PR #2175, opened 2019-10-09
Fix bug in recent event filter menu after h autoinject

kuhasuki:
Looks like h is autoinjected but render functions need get. Wondering if this is happening anywhere else.


gettinToasty:
yea that was my bad, i missed another spot as well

-- TASK TO CARRY OUT --
Copy the material above verbatim.

-- ANSWER TO THIS PROBLEM --
PR #2175, opened 2019-10-09
Fix bug in recent event filter menu after h autoinject

kuhasuki:
Looks like h is autoinjected but render functions need get. Wondering if this is happening anywhere else.


gettinToasty:
yea that was my bad, i missed another spot as well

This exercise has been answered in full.